What you return must be the lines of the data that hold the word "deploy".

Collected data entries
• • • • • • •
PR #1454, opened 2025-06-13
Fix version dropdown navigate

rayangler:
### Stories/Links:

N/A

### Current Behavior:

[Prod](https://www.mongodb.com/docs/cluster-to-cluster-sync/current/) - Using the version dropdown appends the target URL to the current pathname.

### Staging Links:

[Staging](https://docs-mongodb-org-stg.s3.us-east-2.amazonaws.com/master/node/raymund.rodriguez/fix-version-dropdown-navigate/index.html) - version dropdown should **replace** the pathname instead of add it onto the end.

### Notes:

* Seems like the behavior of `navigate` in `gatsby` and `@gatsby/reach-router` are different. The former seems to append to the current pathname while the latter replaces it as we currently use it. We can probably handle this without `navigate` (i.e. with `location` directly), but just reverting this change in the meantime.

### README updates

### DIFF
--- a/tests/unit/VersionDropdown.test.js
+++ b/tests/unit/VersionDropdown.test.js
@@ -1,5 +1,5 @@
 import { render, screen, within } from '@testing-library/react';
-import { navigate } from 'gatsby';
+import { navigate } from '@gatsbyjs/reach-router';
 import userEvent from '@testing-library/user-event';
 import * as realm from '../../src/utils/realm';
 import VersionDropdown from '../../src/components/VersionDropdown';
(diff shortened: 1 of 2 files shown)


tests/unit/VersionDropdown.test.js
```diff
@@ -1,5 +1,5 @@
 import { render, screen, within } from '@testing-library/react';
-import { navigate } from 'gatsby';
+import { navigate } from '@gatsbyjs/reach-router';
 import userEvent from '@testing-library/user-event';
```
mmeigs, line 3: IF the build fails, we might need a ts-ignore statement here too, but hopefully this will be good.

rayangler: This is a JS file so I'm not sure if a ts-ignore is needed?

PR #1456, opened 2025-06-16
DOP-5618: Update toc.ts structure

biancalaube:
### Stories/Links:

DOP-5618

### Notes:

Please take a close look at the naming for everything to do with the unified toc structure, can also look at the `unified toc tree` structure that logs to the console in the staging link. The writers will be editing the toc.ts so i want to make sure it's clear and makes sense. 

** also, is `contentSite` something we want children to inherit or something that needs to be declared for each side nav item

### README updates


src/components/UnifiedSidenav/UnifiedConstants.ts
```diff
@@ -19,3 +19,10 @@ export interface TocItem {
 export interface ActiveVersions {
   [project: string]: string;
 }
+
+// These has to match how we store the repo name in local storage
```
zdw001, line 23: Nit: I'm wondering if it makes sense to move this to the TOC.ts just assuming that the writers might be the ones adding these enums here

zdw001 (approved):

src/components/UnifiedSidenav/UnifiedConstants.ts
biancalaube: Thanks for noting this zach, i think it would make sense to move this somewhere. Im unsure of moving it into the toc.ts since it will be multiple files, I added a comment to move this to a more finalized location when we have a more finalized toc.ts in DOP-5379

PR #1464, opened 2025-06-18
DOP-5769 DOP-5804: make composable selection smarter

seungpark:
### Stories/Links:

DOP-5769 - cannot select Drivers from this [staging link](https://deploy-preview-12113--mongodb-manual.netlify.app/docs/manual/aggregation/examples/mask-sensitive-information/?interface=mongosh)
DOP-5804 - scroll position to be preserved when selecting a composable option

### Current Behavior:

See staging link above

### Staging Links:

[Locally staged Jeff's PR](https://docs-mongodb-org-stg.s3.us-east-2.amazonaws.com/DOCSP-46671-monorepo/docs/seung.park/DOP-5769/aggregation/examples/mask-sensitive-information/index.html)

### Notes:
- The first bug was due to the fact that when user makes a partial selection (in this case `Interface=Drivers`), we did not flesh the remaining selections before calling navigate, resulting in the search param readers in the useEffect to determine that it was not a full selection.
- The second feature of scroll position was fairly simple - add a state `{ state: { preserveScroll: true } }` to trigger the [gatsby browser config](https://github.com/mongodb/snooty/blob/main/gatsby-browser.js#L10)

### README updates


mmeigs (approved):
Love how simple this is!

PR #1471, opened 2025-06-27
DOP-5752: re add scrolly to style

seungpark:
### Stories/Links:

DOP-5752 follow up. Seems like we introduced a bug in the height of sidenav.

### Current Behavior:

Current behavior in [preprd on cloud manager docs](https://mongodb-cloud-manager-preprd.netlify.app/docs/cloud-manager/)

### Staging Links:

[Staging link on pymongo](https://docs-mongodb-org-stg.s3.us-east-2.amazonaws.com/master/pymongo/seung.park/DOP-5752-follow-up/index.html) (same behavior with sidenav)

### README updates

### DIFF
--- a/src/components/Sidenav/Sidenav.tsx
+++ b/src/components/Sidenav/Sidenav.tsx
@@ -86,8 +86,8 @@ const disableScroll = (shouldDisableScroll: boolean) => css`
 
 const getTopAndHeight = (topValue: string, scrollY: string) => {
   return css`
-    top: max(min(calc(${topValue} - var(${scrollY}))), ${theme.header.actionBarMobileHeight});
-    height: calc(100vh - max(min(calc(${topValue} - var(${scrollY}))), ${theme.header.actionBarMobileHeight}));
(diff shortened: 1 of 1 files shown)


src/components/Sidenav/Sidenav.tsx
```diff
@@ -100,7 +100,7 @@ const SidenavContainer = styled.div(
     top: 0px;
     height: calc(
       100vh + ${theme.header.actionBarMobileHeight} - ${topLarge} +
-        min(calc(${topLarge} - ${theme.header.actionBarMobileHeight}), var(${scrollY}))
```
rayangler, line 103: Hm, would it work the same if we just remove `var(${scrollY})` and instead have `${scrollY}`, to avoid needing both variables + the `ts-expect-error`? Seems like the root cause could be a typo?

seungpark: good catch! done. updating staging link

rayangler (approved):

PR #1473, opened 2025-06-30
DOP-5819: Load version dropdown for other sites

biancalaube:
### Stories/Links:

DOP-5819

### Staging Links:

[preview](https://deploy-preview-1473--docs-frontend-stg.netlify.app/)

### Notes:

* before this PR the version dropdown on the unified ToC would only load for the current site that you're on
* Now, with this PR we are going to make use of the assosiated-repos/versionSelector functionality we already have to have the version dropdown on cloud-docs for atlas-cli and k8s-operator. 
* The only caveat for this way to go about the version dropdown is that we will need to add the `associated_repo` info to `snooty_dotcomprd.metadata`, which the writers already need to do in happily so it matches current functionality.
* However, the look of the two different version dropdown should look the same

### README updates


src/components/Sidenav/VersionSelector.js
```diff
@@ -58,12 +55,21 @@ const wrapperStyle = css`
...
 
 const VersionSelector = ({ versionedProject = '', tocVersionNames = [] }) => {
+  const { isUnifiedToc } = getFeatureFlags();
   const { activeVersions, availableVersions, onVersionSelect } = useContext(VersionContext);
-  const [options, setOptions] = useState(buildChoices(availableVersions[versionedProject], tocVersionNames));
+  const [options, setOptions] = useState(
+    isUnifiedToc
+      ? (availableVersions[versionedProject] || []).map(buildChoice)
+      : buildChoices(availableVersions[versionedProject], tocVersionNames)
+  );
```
• • • • • • •
**Solution:**
DOP-5769 - cannot select Drivers from this [staging link](https://deploy-preview-12113--mongodb-manual.netlify.app/docs/manual/aggregation/examples/mask-sensitive-information/?interface=mongosh)
[preview](https://deploy-preview-1473--docs-frontend-stg.netlify.app/)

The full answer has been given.